About this task:
Write the records out again. Match them exactly.

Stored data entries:
————

PR #5400, opened 2024-05-07
feat: add earn active pool component

MuckT:
### Description

Creates the `EarnActivePool.tsx` component and associated `useEarn` hook. This hook is then used on the `TabDiscover.tsx` screen to display either `EarnActivePool.tsx` or `EarnCta.tsx`.

#### Video iOS

https://github.com/valora-inc/wallet/assets/26950305/70528be7-f239-4c7b-9e65-a97409520647

### Test plan

- [x] Tested locally on iOS
- [x] Unit tests added

### Related issues

- ACT-1179

### Backwards compatibility

Yes

### Network scalability


src/dappsExplorer/TabDiscover.tsx
```diff
@@ -76,6 +82,14 @@ function TabDiscover({ navigation }: Props) {
   const nonFavoriteDappsWithCategoryNames = useSelector(nonFavoriteDappsWithCategoryNamesSelector)
   const favoriteDappsWithCategoryNames = useSelector(favoriteDappsWithCategoryNamesSelector)
 
+  // Earning Pool Aave
+  const token = useTokenInfo(networkConfig.arbUsdcTokenId)
+  const walletAddress = useSelector(walletAddressSelector)
+  const asyncPoolUserInfo = useAavePoolUserBalance({
```
silasbw, line 88: should this be conditional on `token?.address` being truthy?  The null dereference implies `assetAddress` might end up being `null` (which is not of type `Address`).

src/dappsExplorer/TabDiscover.tsx
```diff
@@ -237,7 +251,13 @@ function TabDiscover({ navigation }: Props) {
                   </Text>
                 }
                 <DappFeaturedActions onPressShowDappRankings={handleShowDappRankings} />
-                {getFeatureGate(StatsigFeatureGates.SHOW_STABLECOIN_EARN) && <EarnCta />}
+                {getFeatureGate(StatsigFeatureGates.SHOW_STABLECOIN_EARN) ? (
```
silasbw, line 254: nit: i think it's clearer to move the business logic of what's enabled above (outside the ts embedded in the tsx).  it took me a sec to parse the nested ternary operators.  you could do:

ts:
```ts
let earnInstance = null
const showStablecoinEarn = getFeatureGate(StatsigFeatureGates.SHOW_STABLECOIN_EARN)
if (showStablecoinEarn) {
  earnInstance = ...
}
```
tsx:
```tsx
{earnInstance}
```

src/earn/EarnActivePool.tsx
```diff
@@ -0,0 +1,150 @@
...
+              />
+            )}
+          </View>
+          <View style={styles.row}>
+            {asyncPoolInfo.loading && <PoolDetailsLoading />}
+            {asyncPoolInfo.result && (
+              <View style={styles.apyContainer}>
+                <Text style={styles.apyText}>
+                  {t('earnFlow.activePools.apy', {
+                    apy: (asyncPoolInfo.result.apy * 100).toFixed(2) ?? '',
```
silasbw, line 67: we've ran into "percentage naming" issues before: where we name something "percentage" (e.g., APY) when the value is in fact a proportion (i.e., the "decimal value") and then end up passing the value to an API or showing to the user or etc when the expected value is a percentage (or vice versa).  Can we get ahead of it here somehow?

I realize the naming I'm commenting on might predate this PR.  How about `result.apyProporion` (don't think to hard about Annual Percentage Yield Proportion :laughing: ) and `apy` (for the actual percentage)

src/dappsExplorer/TabDiscover.tsx
satish-ravi: +1, and we should avoid `as type` as much as possible in production code

src/dappsExplorer/TabDiscover.tsx
MuckT: Moved the conditional rendering to a hook in 532eac80e94c101bd66770e017f5dccd8f412a26. Hopefully this makes it a bit clearer what the business logic is for displaying the earn component.

src/dappsExplorer/TabDiscover.tsx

————

Output below:
PR #5400, opened 2024-05-07
feat: add earn active pool component

MuckT:
### Description

Creates the `EarnActivePool.tsx` component and associated `useEarn` hook. This hook is then used on the `TabDiscover.tsx` screen to display either `EarnActivePool.tsx` or `EarnCta.tsx`.

#### Video iOS

https://github.com/valora-inc/wallet/assets/26950305/70528be7-f239-4c7b-9e65-a97409520647

### Test plan

- [x] Tested locally on iOS
- [x] Unit tests added

### Related issues

- ACT-1179

### Backwards compatibility

Yes

### Network scalability


src/dappsExplorer/TabDiscover.tsx
```diff
@@ -76,6 +82,14 @@ function TabDiscover({ navigation }: Props) {
   const nonFavoriteDappsWithCategoryNames = useSelector(nonFavoriteDappsWithCategoryNamesSelector)
   const favoriteDappsWithCategoryNames = useSelector(favoriteDappsWithCategoryNamesSelector)
 
+  // Earning Pool Aave
+  const token = useTokenInfo(networkConfig.arbUsdcTokenId)
+  const walletAddress = useSelector(walletAddressSelector)
+  const asyncPoolUserInfo = useAavePoolUserBalance({
```
silasbw, line 88: should this be conditional on `token?.address` being truthy?  The null dereference implies `assetAddress` might end up being `null` (which is not of type `Address`).

src/dappsExplorer/TabDiscover.tsx
```diff
@@ -237,7 +251,13 @@ function TabDiscover({ navigation }: Props) {
                   </Text>
                 }
                 <DappFeaturedActions onPressShowDappRankings={handleShowDappRankings} />
-                {getFeatureGate(StatsigFeatureGates.SHOW_STABLECOIN_EARN) && <EarnCta />}
+                {getFeatureGate(StatsigFeatureGates.SHOW_STABLECOIN_EARN) ? (
```
silasbw, line 254: nit: i think it's clearer to move the business logic of what's enabled above (outside the ts embedded in the tsx).  it took me a sec to parse the nested ternary operators.  you could do:

ts:
```ts
let earnInstance = null
const showStablecoinEarn = getFeatureGate(StatsigFeatureGates.SHOW_STABLECOIN_EARN)
if (showStablecoinEarn) {
  earnInstance = ...
}
```
tsx:
```tsx
{earnInstance}
```

src/earn/EarnActivePool.tsx
```diff
@@ -0,0 +1,150 @@
...
+              />
+            )}
+          </View>
+          <View style={styles.row}>
+            {asyncPoolInfo.loading && <PoolDetailsLoading />}
+            {asyncPoolInfo.result && (
+              <View style={styles.apyContainer}>
+                <Text style={styles.apyText}>
+                  {t('earnFlow.activePools.apy', {
+                    apy: (asyncPoolInfo.result.apy * 100).toFixed(2) ?? '',
```
silasbw, line 67: we've ran into "percentage naming" issues before: where we name something "percentage" (e.g., APY) when the value is in fact a proportion (i.e., the "decimal value") and then end up passing the value to an API or showing to the user or etc when the expected value is a percentage (or vice versa).  Can we get ahead of it here somehow?

I realize the naming I'm commenting on might predate this PR.  How about `result.apyProporion` (don't think to hard about Annual Percentage Yield Proportion :laughing: ) and `apy` (for the actual percentage)

src/dappsExplorer/TabDiscover.tsx
satish-ravi: +1, and we should avoid `as type` as much as possible in production code

src/dappsExplorer/TabDiscover.tsx
MuckT: Moved the conditional rendering to a hook in 532eac80e94c101bd66770e017f5dccd8f412a26. Hopefully this makes it a bit clearer what the business logic is for displaying the earn component.

src/dappsExplorer/TabDiscover.tsx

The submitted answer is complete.